* **Task data**
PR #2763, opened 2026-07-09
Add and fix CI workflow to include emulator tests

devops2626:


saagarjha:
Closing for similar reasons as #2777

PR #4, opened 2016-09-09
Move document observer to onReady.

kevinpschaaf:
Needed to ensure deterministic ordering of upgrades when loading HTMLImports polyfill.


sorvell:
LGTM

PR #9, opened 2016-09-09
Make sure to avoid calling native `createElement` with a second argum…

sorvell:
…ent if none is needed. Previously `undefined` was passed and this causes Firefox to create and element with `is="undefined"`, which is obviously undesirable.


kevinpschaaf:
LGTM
* * *
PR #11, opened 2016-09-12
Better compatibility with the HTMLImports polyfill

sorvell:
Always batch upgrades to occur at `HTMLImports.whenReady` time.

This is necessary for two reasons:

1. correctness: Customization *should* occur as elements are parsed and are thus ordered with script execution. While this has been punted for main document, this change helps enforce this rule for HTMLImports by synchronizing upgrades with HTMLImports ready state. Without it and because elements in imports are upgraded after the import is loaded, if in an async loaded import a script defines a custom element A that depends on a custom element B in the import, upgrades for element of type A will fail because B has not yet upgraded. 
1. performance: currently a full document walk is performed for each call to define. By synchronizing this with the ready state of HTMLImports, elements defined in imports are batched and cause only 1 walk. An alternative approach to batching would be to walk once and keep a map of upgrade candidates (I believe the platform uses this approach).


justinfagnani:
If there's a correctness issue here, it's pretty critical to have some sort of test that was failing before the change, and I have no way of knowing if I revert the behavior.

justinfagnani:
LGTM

* **Assignment**
Report how many lines of the data contain the word "occur", using the number alone.

* **Response box**
2